In the (homogeneous) Poisson process, the probability distribution of X_s − X_t is a Poisson distribution with expected value λ(s − t), where λ > 0 is the "intensity" or "rate" of the process.

Divisibility

Lévy processes correspond to infinitely divisible probability distributions:

The probability distributions of the increments of any Lévy process are infinitely divisible, since the increment of length t is the sum of n increments of length t/n, which are i.i.d. by assumption (independent increments and stationarity).
Conversely, there is a Lévy process for each infinitely divisible probability distribution: given such a distribution D, multiples and dividing define a stochastic process for positive rational time, defining it as a Dirac delta distribution for time 0 defines it for time 0, and taking limits defines it for real time. Independent increments and stationarity follow by assumption of divisibility, though one must check continuity and that taking limits gives a well-defined function for irrational time.

Moments

In any Lévy process with finite moments, the nth moment $\mu _{n}(t)=E(X_{t}^{n})$ , is a polynomial function of t; these functions satisfy a binomial identity:

\mu _{n}(t+s)=\sum _{k=0}^{n}{n \choose k}\mu _{k}(t)\mu _{n-k}(s).

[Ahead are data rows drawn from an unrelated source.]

PR #2178, opened 2026-05-21
feat(web-studio): PWA, mobile UI polish, OAuth-setup tab, request-logs touch-ups

ZaynJarvis:
## Summary

A single PR rolling up this round of web-studio work. Three themes plus a
handful of small polish items.

### PWA & install
- `web-studio/public/manifest.json` + 192/512 + maskable icons + a thin
  `service-worker.js`. Registered in `web-studio/src/main.tsx`.
- `web-studio/index.html`: `viewport-fit=cover`, `apple-mobile-web-app-*`,
  `application-name` = `OpenViking Studio`.
- `openviking/server/app.py`: `/` -> `/studio/` redirect so the PWA
  `start_url` resolves correctly when the app is opened from the bare host.

### OAuth setup as its own tab
- New `/studio/oauth/setup` route + `OAuthSetupDialog`. Sidebar footer
  entry routes to the dialog on >=md and to the dedicated page on phone
  (full-screen dialogs are hard to dismiss on mobile).
- OTP form extracted from the connection dialog into a reusable component
  (`connection-dialog.tsx` shrinks by ~200 lines).

### Mobile / phone-view polish
- **Home**
  - Metric chips: grid `minmax(92px,...)` -> `minmax(140px,...)`, removed
    `truncate` so chips wrap instead of clipping.
  - Context-commits tooltip clamps into the viewport on narrow screens.
  - Context-commits heatmap auto-scrolls to the rightmost (latest) cell on
    mount so phone view opens on the current week.
- **Dialog**: `max-h-[calc(100dvh-2rem)]` + `overflow-y-auto
  overscroll-contain` so long dialogs do not overflow on phone.
- **FS / resources route**
  - Full-height container uses `h-[calc(100svh-6rem)]` + symmetric
    `-my-6` so the outer `SidebarInset` ScrollArea no longer overflows by
    the parent's `py-6` (was `100vh - 3.5rem` + `-mt-6 -mb-4`).
  - Inner panes use overlay-style scrollbars on phone (matches iOS / the
    Atlas reference); PWA standalone mode also hides the outer page
    scrollbar on this route via
    `@media (display-mode: standalone)` + `:has(.web-studio-resource-fs)`.
  - Tighter row density on phone (`text-xs md:text-sm`, `py-1 md:py-1.5`)
    in file-tree and file-list; removed the old `1rem` upscale media
    query that was making everything large.
  - `FolderIcon` `size-5` -> `size-4` so folder and file rows share the
    same text x-offset.
  - Folder highlight only when no file is selected (clean single-select
    semantics); the parent stops passing `selectedFileUri` when the
    `selectedFile` is actually a directory.
  - Toolbar refresh button: `size="icon-sm"` + `pl-4` so its icon center
    aligns with the header sidebar trigger on phone.
- **Find-palette**: centered + `max-h-[calc(100svh-2rem)]` on phone (was
  top-anchored `pt-[12vh]` + `84vh`).
- **Inputs**: search inputs in the retrieval bar and find-palette get
  `text-base md:text-sm` so iOS does not auto-zoom on focus (already true
  for the shared `<Input>` component).

### Request logs
- `Time` column now formats as `YYYY.MM.DD HH:MM:SSam/pm` (locale-stable,
  same density as the rest of the app).
- `Total calls` clamps display at `999+` so the metric does not look
  pegged when the API caps at 1000.
- Pagination row centers on phone (`justify-center`), preserves
  `justify-between` on `>= sm`.

### i18n
- Retrieval placeholder -> `Search context` / `输入检索内容`.
- Find-palette placeholder -> `Search` / `搜索`.
- Context-commits title drops `in the last year` (the date range chip
  next to it still shows the window).
- `find()` / `search()` -> `find` / `search` in mode toggle + today
  retrievals stats.
- Sidebar workspace header -> `OpenViking Studio`.

## Test plan
- [x] `pnpm build` clean.
- [x] Chromium phone emulation: verified FS layout, find-palette,
      pagination, context-commits scroll, dialog overflow, folder/file
      highlight round-trip.
- [ ] @zaynjarvis to validate on iOS PWA standalone mode.


t0saki (approved):
LGTM

PR #2183, opened 2026-05-22
fix(blog): show agent thinking placeholder

ZaynJarvis:
## Summary
- render a temporary blog-only agent message while an agent is working or thinking
- animate the trailing dots in the `thinking...` bubble
- dismiss the temporary bubble when a real channel or thread message arrives, without adding it to persisted chat messages

## Validation
- npm run build
- git diff --check


t0saki (approved):
LGTM

PR #2191, opened 2026-05-22
fix(blog): scope live agents to embed channel

ZaynJarvis:
## Summary
- normalize agent channel names from Zouk websocket payloads
- derive a channel-scoped agent list for the blog embed
- use only current-channel agents for LIVE, launcher status, thinking placeholder, and message avatar status matching
- polish the Chinese copy in the Too Many Agents post to reduce translationese, including the coordination/copy-paste-bus paragraph

## Investigation
The LIVE / thinking bug is possible: the blog embed received workspace-level agents from websocket init/activity packets and derived live/thinking UI from all of them, without checking whether each agent belongs to the configured embed channel.

## Validation
- npm run build
- git diff --check


t0saki (approved):
LGTM

PR #2204, opened 2026-05-23
fix(http-accessor): detect binary URLs by magic bytes when HEAD lies

ZaynJarvis:
## Summary

- Adding an Aliyun OSS GET-signed PNG URL (e.g. `https://...png?OSSAccessKeyId=...&Signature=...`) was silently ingested as text and chunked into ~98 `.md` fragments. Root cause was three compounding bugs in the URL→file-type detection in `HTTPAccessor`.
- The fix routes binary media correctly using URL-path extension, IANA media-type wildcards, and — most importantly — a post-GET reconciliation pass using magic bytes on the response body. The actual GET response is now treated as the source of truth for content type.

## What was wrong

1. `URLTypeDetector.EXTENSION_MAP` lacked image/audio/video extensions, so `.png` in the URL path was not recognised as a binary download.
2. The detector trusted HEAD response headers without checking status code. OSS signs the verb, so HEAD on a GET-signed URL returns `403 SignatureDoesNotMatch` with `Content-Type: application/xml` (the OSS error document) — and that mime was being used to type the real PNG.
3. `MEDIA_TYPE_MAP` had no `image/* | audio/* | video/*` wildcards, so even a clean image content-type fell through to default `WEBPAGE` → `.html`.

## What the fix does

- Adds `URLType.DOWNLOAD_BINARY`; maps image/audio/video extensions and `image/* | audio/* | video/* | application/octet-stream` media types to it.
- Rejects HEAD response headers when status is non-2xx, so error-document content-type can no longer misroute the real payload.
- After GET, reconciles the temp-file extension and URLType against authoritative signals — magic bytes on the response body (most reliable), falling back to the GET response's `Content-Type` — and renames the temp file when the earlier guess was wrong. This handles OSS-signed URLs, CDN links without extensions, and URLs whose path extension misrepresents the payload.

## Test plan

- [x] All 48 unit tests in `tests/unit/test_accessors_http.py` pass, including new coverage for: image/audio/video extension mapping, `image/* | audio/* | video/*` MIME wildcards, the OSS-style 403 \"don't trust HEAD\" path, magic-byte sniffing for PNG/JPG/GIF/PDF/ZIP/GZIP/RIFF/ISO base media, and post-GET temp-file rename.
- [x] End-to-end smoke test against the real OSS-signed PNG URL via the installed binary: temp file lands with `.png` suffix, `url_type=download_binary`, real PNG magic bytes, ~498 KB. Same URL on `main` previously produced 98 garbled `.md` chunks; with the fix the resource directory no longer contains binary-as-text fragments.
- [x] `https://example.com/` regression check — still routes to `WEBPAGE` / `.html`.

### DIFF
--- a/openviking/parse/accessors/http_accessor.py
+++ b/openviking/parse/accessors/http_accessor.py
@@ -24,6 +24,11 @@ from urllib.parse import unquote, urlparse
 
 from openviking.parse.base import lazy_import
 from openviking.parse.parsers.constants import CODE_EXTENSIONS
+from openviking.parse.parsers.media.constants import (
+    AUDIO_EXTENSIONS,
+    IMAGE_EXTENSIONS,
+    VIDEO_EXTENSIONS,
+)
 from openviking.utils.network_guard import build_httpx_request_validation_hooks
 from openviking_cli.exceptions import PermissionDeniedError
 from openviking_cli.utils.logger import get_logger
@@ -42,6 +47,7 @@ class URLType(Enum):
     DOWNLOAD_MD = "download_md"  # Markdown file download link
     DOWNLOAD_TXT = "download_txt"  # Text file download link
     DOWNLOAD_HTML = "download_html"  # HTML file download link
+    DOWNLOAD_BINARY = "download_binary"  # Non-text binary (image/audio/video/octet-stream)
     UNKNOWN = "unknown"  # Unknown or unsupported type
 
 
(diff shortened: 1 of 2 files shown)


ZaynJarvis:
关闭：#2203 覆盖面更广（支持 Office/EPUB/ZIP 内部区分，URLType 粒度更细），让位给 #2203。critical 项已作为 review comment 提到那边。

PR #2238, opened 2026-05-26
fix(build): bundle web-studio in pip/pipx installs

t0saki:
## Description

Fix `/studio` being inaccessible when installing via `pip install` / `pipx install` / `uv run` from source. Only Docker builds previously included the web-studio SPA bundle.

## Related Issue

N/A — reported internally.

## Type of Change

- [x] Bug fix (non-breaking change that fixes an issue)
- [ ] New feature (non-breaking change that adds functionality)
- [ ] Breaking change (fix or feature that would cause existing functionality to not work as expected)
- [ ] Documentation update
- [ ] Refactoring (no functional changes)
- [ ] Performance improvement
- [ ] Test update

## Changes Made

Lévy–Khintchine representation

It is possible to characterise all Lévy processes by looking at their characteristic function. This leads to the Lévy–Khintchine representation. If $X_{t}$ is a Lévy process, then its characteristic function satisfies the following relation:

\mathbb {E} {\Big [}e^{i\theta X_{t}}{\Big ]}=\exp {\Bigg (}ait\theta -{\frac {1}{2}}\sigma ^{2}t\theta ^{2}+t\int _{\mathbb {R} \backslash \{0\}}{\big (}e^{i\theta x}-1-i\theta x\mathbf {I} _{|x|<1}{\big )}\,W(dx){\Bigg )}

where $a\in \mathbb {R}$ , $\sigma \geq 0$ and $\mathbf {I}$ is the indicator function. The Lévy measure $W$ must be such that

\int _{\mathbb {R} \backslash \{0\}}\min\{x^{2},1\}W(dx)<\infty .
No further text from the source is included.